看很多大佬都在用python爬取图片,其实java也可以啦,这里就通过一个例子来跑一把啦
话不多说,上代码
private final static String driver = "webdriver.chrome.driver";
private final static String chromeDriver = "C:\\Users\\d\\AppData\\Local\\Google\\Chrome\\Application\\chromedriver.exe";
//网址
private final static String emojiWebAddress = "https://www.dbbqb.com/";
static {
// 引入谷歌驱动 控制浏览器
System.setProperty(driver, chromeDriver);
}
public static void main(String[] args) {
System.out.println("正在打开浏览器");
//1、获取谷歌浏览器控制 打开浏览器
WebDriver driver = new ChromeDriver();
driver.manage().window().maximize();//浏览器最大化
//2、超时等待30秒
Duration duration = Duration.ofSeconds(3);
driver.manage().timeouts().implicitlyWait(duration);
//3、跳转到表情包网址
driver.get(emojiWebAddress);
while (true){
driver.navigate().refresh();
try {
//4、获取到元素
WebElement bqbEle = driver.findElement(By.xpath("//*[@id=\"root\"]/div[4]"));
//5、获取到最大的排和列的元素
WebElement bigDivEle = bqbEle.findElement(By.xpath("div"));
//6、获取到所有的49
List<WebElement> jss49DivList = bqbEle.findElements(By.className("jss49"));
//7、循环49拿到50
for (WebElement rowEle : jss49DivList) {
//拿到单个的div
List<WebElement> js50DivList = rowEle.findElements(By.xpath("div"));
//循环下获取到链接
for (WebElement js50 : js50DivList) {
String src = js50.findElement(By.className("lazyload-wrapper"))

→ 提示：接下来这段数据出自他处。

PR #1059, opened 2024-02-19
Only set team colours when in range (DuckBurgerHQ)

Steedie:
## What
Requires the unit to be in range of the DuckBurgerHQ before setting the unit's colour.

In the image below, it shows 2 units who are both on a team (from the DuckBurgerHQ on the left). One is standing outside the range of 5 tiles.
image

## Why
Because a player might have joined a game of Duck Burger, but wondered off to another game before Duck Burger was reset.

## How
It checks the distance between the unit and the DuckBurgerHQ before assigning the colour to make sure it's in range:
```js
if (distance(getTileCoords(unitCoords), getTileCoords(hqCoords)) > 5) {
            continue;
        }
```


hypnoshock (approved):
Looks good to me

PR #1060, opened 2024-02-19
allow spinning up "tonk" map with docker compose

chrisfarms:
### What

* Adds a basic tonk map to contracts/src/maps
* Updates the docker compose config to allow spinning up the game + tonk-services for testing
* Adds a new `ds.config` property available to plugins that exposes [the game's config](https://github.com/playmint/ds/blob/tonk-local/frontend/public/config.json) to allow tonk plugins to discover correct endpoint `ds.config.tonkEndpoint`
* detect if there is a `postinstall.js` file in the map folder, and execute it during deploy ... which is then used to register tonk buildings
* warn if you try to do `MAP=tonk make dev` since you would need the services built manually yourself
* mounts the maps dir into the docker compose container ... so you can alter maps without needing to rebuild the image

### Why

This is all the bits we need to be able to dynamically setup a tonk-attack game ...  ~~in a followup PR we will update the Chart to make use of all of these bits to include tonk-services during deployment~~ (chart manifests now included in this PR)

### Testing notes

Since this PR modifies the frontend + contracts containers, you will need to pass `--build` to test ... for example:

```
MAP=tonk docker compose --profile=tonk up --build
```

### DIFF
--- a/.devstartup.js
+++ b/.devstartup.js
@@ -13,6 +13,17 @@ const DEPLOYER_PRIVATE_KEY = "0x6335c92c05660f35b36148bbfb2105a68dd40275ebf16eff
 const MAP = process.env.MAP || "default";
 
 async function handleStartup(){
+    // bail if MAP=tonk
+    if (MAP === 'tonk') {
+        console.error('');
+        console.error('MAP=tonk is not supported via `make dev`');
+        console.error('');
+        console.error('Either use: docker compose --profile tonk up');
+        console.error('');
+        console.error('Or use MAP=default and then work out how to build and run tonk services manually (requires rust toolchain)');
+        console.error('');
+        process.exit(1);
+    }
     // which map to deploy (relative to contracts)
     const mapPath = path.join('./src/maps/', MAP);
     if (!fs.existsSync(path.join('contracts', mapPath))) {
--- a/.devstartup.js
+++ b/.devstartup.js
@@ -18,7 +18,7 @@ async function handleStartup(){
         console.error('');
         console.error('MAP=tonk is not supported via `make dev`');
         console.error('');
-        console.error('Either use: docker compose --profile tonk up');
+        console.error('Either use: `MAP=tonk docker compose --profile tonk up`');
         console.error('');
         console.error('Or use MAP=default and then work out how to build and run tonk services manually (requires rust toolchain)');
         console.error('');
--- a/contracts/src/maps/tonk/postinstall.js
+++ b/contracts/src/maps/tonk/postinstall.js
@@ -1,0 +1,95 @@
+const TONK_URL_HTTP = process.env.TONK_URL_HTTP;
+if (!TONK_URL_HTTP) {
+    throw new Error("TONK_URL_HTTP env var not set");
+}
+
+async function register_building(id, readable_id, is_tower, message, location) {
+    var myHeaders = new Headers();
+    myHeaders.append("Content-Type", "application/json");
+
+    var raw = JSON.stringify({
+        id: id,
+        is_tower: is_tower,
+        task_message: message,
+        readable_id: readable_id,
+        location,
+    });
+
+    var requestOptions = {
+        method: "POST",
+        headers: myHeaders,
+        body: raw,
+        redirect: "follow",
+    };
+
+    return fetch(`${TONK_URL_HTTP}/building`, requestOptions)
+        .then((response) => response.text())
+        .then((result) => console.log(result))
+        .catch((error) => console.log("error", error));
+}
+
+const HEX_DUMP_MESSAGE = "Download garbage data";
+const MEME_GEN_MESSAGE = "Download steamed hams";
+const SELFIE_POINT_MESSAGE = "Download vacation selfies";
+
+// async function register_all() {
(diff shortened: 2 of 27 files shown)


contracts/src/maps/tonk/postinstall.js
```diff
@@ -0,0 +1,95 @@
...
+        .then((response) => response.text())
+        .then((result) => console.log(result))
+        .catch((error) => console.log("error", error));
+}
+
+const HEX_DUMP_MESSAGE = "Download garbage data";
+const MEME_GEN_MESSAGE = "Download steamed hams";
+const SELFIE_POINT_MESSAGE = "Download vacation selfies";
+
+// async function register_all() {
```
5p0rt5BEArD, line 35: A comment on why this version is commented out?

contracts/src/maps/tonk/postinstall.js
```diff
@@ -0,0 +1,95 @@
...
+//         '0x0', '0x05', '0x02', '0xfff9'
+//     ])
+//     await register_building("0x34cf8a7e0000000000000000000000000000fff400030009",false, BREAKPOINT_MESSAGE, [
+//         '0x0', '0xfff4', '0x03', '0x09'
+//     ])
+// }
+
+async function register_all() {
+    await register_building(
+        "0x34cf8a7e000000000000000000000000000000010000ffff",
```
5p0rt5BEArD, line 66: A comment on how these ids are derived? Especially useful is this is now first class example code

hypnoshock (approved):
Looks good to me however I think 2 of the hex coords in the postInstall script are wrong.

chrisfarms:
thanks @hypnoshock  ... I guess I picked the wrong one of the commented out bits

hypnoshock:
Also I tried

hypnoshock:
> thanks @hypnoshock ... I guess I picked the wrong one of the commented out bits

I don't think any of them quite fit TBF

.devstartup.js
```diff
@@ -13,6 +13,17 @@ const DEPLOYER_PRIVATE_KEY = "0x6335c92c05660f35b36148bbfb2105a68dd40275ebf16eff
 const MAP = process.env.MAP || "default";
 
 async function handleStartup(){
+    // bail if MAP=tonk
+    if (MAP === 'tonk') {
+        console.error('');
+        console.error('MAP=tonk is not supported via `make dev`');
+        console.error('');
+        console.error('Either use: docker compose --profile tonk up');
```
5p0rt5BEArD, line 21: add `--build` to suggested docker command

5p0rt5BEArD: should also note that MAP=tonk needs setting in the .env file

5p0rt5BEArD (changes requested):
Tested and played a couple of rounds of 1v1 locally and all features seem to work
Minor comment comments

.devstartup.js
chrisfarms: you should not need to add `--build` ... you only need it right now because the `hexwood0` image does not contain the changes in this PR yet (it will once it's merged)

contracts/src/maps/tonk/postinstall.js
chrisfarms: I didn't write any of this it's all from the tonk repo ... I can tidy it up, but it might make copying in any future changes harder 🤷‍♂️

5p0rt5BEArD: yeah fair enough - if its copied straight from the source then leave it - don't want to do a comment/edit pass on all their stuff

contracts/src/maps/tonk/postinstall.js
chrisfarms: I honestly don't know what anything in this file really does, I just know I have to run it heh ... I guess they are building ids somehow dug out of the graphql query by hand

it's the "registration" script from tonk's repo ... as per other comment, gonna keep as is, as it's not really ours

.devstartup.js
chrisfarms: ah yeah added MAP=tonk to the docker line thanks... if you are seeing this warning, then it implies you have been able to pass an environment variable so no need to edit the .env file

contracts/src/maps/tonk/postinstall.js
```diff
@@ -0,0 +1,95 @@
...
+    );
+    await register_building(
+        "0x34cf8a7e000000000000000000000000000000050002fff9",
+        "DATA DUMP EAST",
+        false,
+        MEME_GEN_MESSAGE,
+        ["0x0", "0x05", "0x02", "0xfff9"],
+    );
+    await register_building(
+        "0x34cf8a7e0000000000000000000000000000fffbfffe0007",
```
hypnoshock, line 87:
```suggestion
        "0x34cf8a7e0000000000000000000000000000fffcfffd0007",
```

contracts/src/maps/tonk/postinstall.js
hypnoshock: Also I just realised I didn't suggest to update the IDs to match the coords!! 😱

5p0rt5BEArD (approved):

.findElement(By.xpath("a"))
.findElement(By.xpath("img")).getAttribute("src");
//获取到当前时间戳
Long l = System.currentTimeMillis();
//生成4位随机数
Integer i =(Integer)new Random().nextInt(9999);
//提供一个网址下载
TuPianXiaZai.downloadPicture(src,"E:\\Download\\"+l.toString()+i.toString()+".jpg");
}
System.out.println("下载了一排");
}
}catch (Exception e){
e.printStackTrace();
System.err.println("报错了!!!");
}
}
}
/**
* @Description: 下载图片到本地
* @Param: [urlList图片地址, path本地地址]
* @return: void
* @Author: xjx
* @Date: 2022/9/21
*/
private static void downloadPicture(String urlList, String path) {
URL url = null;
try {
url = new URL(urlList);
DataInputStream dataInputStream = new DataInputStream(url.openStream());
FileOutputStream fileOutputStream = new FileOutputStream(new File(path));
ByteArrayOutputStream output = new ByteArrayOutputStream();
byte[] buffer = new byte[1024];
int length;
while ((length = dataInputStream.read(buffer)) > 0) {
output.write(buffer, 0, length);
}
fileOutputStream.write(output.toByteArray());
dataInputStream.close();
fileOutputStream.close();
} catch (MalformedURLException e) {
e.printStackTrace();
} catch (IOException e) {
e.printStackTrace();
}
}
我运行后,发现这个网址是有反爬机制的,这里用了一种无限循环的方式来解决,反正每次刷新图都不一样,代码仅供学习嗷,这里建议大家千万别去恶意爬取人家的资源,容易被逮。